━━━━━ Working data ━━━━━

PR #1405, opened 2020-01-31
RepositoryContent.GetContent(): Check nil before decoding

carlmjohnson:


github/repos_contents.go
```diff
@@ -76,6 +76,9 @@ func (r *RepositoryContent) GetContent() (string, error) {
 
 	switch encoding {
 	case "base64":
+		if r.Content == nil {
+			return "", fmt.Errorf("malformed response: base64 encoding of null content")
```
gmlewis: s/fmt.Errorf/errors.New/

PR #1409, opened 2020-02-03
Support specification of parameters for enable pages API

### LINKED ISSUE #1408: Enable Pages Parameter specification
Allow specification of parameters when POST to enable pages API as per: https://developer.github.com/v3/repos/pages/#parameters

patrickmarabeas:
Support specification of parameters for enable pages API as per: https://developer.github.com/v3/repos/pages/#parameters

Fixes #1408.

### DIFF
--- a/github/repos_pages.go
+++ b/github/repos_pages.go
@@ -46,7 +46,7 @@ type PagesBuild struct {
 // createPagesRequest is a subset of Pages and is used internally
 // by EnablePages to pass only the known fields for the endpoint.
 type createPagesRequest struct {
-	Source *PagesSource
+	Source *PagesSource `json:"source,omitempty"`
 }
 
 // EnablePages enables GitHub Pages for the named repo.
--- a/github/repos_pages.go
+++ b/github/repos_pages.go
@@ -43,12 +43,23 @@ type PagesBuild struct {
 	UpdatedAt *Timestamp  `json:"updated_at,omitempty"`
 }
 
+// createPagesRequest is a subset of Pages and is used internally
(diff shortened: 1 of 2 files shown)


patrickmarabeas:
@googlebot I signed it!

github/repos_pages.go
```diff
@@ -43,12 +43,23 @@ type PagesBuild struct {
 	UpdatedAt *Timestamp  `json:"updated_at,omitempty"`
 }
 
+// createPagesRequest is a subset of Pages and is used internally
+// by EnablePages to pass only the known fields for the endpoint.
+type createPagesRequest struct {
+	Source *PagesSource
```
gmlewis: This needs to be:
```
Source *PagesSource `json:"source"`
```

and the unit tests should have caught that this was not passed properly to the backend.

━━━━━
━━━━━ Working data ━━━━━

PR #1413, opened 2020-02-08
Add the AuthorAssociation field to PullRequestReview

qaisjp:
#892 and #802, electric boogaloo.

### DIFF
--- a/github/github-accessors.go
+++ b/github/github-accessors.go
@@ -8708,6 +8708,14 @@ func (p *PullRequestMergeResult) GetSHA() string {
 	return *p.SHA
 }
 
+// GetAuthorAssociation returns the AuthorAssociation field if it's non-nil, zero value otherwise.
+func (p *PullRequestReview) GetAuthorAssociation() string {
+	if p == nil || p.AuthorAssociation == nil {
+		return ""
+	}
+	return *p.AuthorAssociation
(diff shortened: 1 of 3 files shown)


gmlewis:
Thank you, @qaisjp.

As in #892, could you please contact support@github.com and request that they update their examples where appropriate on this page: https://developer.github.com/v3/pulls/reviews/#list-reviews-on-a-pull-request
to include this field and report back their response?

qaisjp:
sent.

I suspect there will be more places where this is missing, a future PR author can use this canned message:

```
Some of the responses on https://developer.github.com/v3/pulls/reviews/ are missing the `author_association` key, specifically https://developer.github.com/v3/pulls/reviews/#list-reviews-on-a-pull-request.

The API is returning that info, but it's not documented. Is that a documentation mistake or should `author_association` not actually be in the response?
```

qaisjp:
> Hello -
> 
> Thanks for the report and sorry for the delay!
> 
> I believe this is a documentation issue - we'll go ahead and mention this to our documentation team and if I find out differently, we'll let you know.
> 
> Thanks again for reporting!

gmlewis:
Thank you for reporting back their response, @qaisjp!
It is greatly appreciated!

━━━━━

Exercise: Exactly the lines above from the one with "(p *PullRequestReview) GetAuthorAssociation()" to the one with "It is greatly appreciated!", both included, are to be quoted; leave the rest out.

Output of the exercise:
+func (p *PullRequestReview) GetAuthorAssociation() string {
+	if p == nil || p.AuthorAssociation == nil {
+		return ""
+	}
+	return *p.AuthorAssociation
(diff shortened: 1 of 3 files shown)


gmlewis:
Thank you, @qaisjp.

As in #892, could you please contact support@github.com and request that they update their examples where appropriate on this page: https://developer.github.com/v3/pulls/reviews/#list-reviews-on-a-pull-request
to include this field and report back their response?

qaisjp:
sent.

I suspect there will be more places where this is missing, a future PR author can use this canned message:

```
Some of the responses on https://developer.github.com/v3/pulls/reviews/ are missing the `author_association` key, specifically https://developer.github.com/v3/pulls/reviews/#list-reviews-on-a-pull-request.

The API is returning that info, but it's not documented. Is that a documentation mistake or should `author_association` not actually be in the response?
```

qaisjp:
> Hello -
> 
> Thanks for the report and sorry for the delay!
> 
> I believe this is a documentation issue - we'll go ahead and mention this to our documentation team and if I find out differently, we'll let you know.
> 
> Thanks again for reporting!

gmlewis:
Thank you for reporting back their response, @qaisjp!
It is greatly appreciated!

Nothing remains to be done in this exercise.